*What to work on*. Copy each line below without leaving any out.

Stored data entries:
Issue #2662, opened 2015-10-02
sublime-* files with JSON like content detected as JavaScript


aviaryan:
`.sublime-build` , `.sublime-completions` and `.sublime-settings` are detected as JavaScript

All of those 3 files have JSON content.

https://github.com/aviaryan/AutoHotkey/search?l=javascript

deathbeam:
They does not have valid JSON content. In JSON you cannot use comments.

arfon:
So we can close this now?

aviaryan:
Never thought linguist looks beyond file extensions. If that's the case, then it's all right.

keplersj:
JSON5 supports comments, perhaps that is a better fit for these files?

Alhadis:
@keplersj Does Sublime permit you to run arbitrary functions in those files?

If so, it's JavaScript.

JSON5 is a different beast altogether, though... it supports a lot more than just comments (primitives, unquoted keys, etc)

keplersj:
@Alhadis I don't think Sublime allows abstract functions in these, I believe they are just JSON files with comments.

Alhadis:
I think it's probably safe to leave them classified as JSON. It'd surprise me if Sublime were the only program out there which permits comments in JSON data.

*Response for this exercise*.
Issue #2662, opened 2015-10-02
sublime-* files with JSON like content detected as JavaScript


aviaryan:
`.sublime-build` , `.sublime-completions` and `.sublime-settings` are detected as JavaScript

All of those 3 files have JSON content.

https://github.com/aviaryan/AutoHotkey/search?l=javascript

deathbeam:
They does not have valid JSON content. In JSON you cannot use comments.

arfon:
So we can close this now?

aviaryan:
Never thought linguist looks beyond file extensions. If that's the case, then it's all right.

keplersj:
JSON5 supports comments, perhaps that is a better fit for these files?

Alhadis:
@keplersj Does Sublime permit you to run arbitrary functions in those files?

If so, it's JavaScript.

JSON5 is a different beast altogether, though... it supports a lot more than just comments (primitives, unquoted keys, etc)

keplersj:
@Alhadis I don't think Sublime allows abstract functions in these, I believe they are just JSON files with comments.

Alhadis:
I think it's probably safe to leave them classified as JSON. It'd surprise me if Sublime were the only program out there which permits comments in JSON data.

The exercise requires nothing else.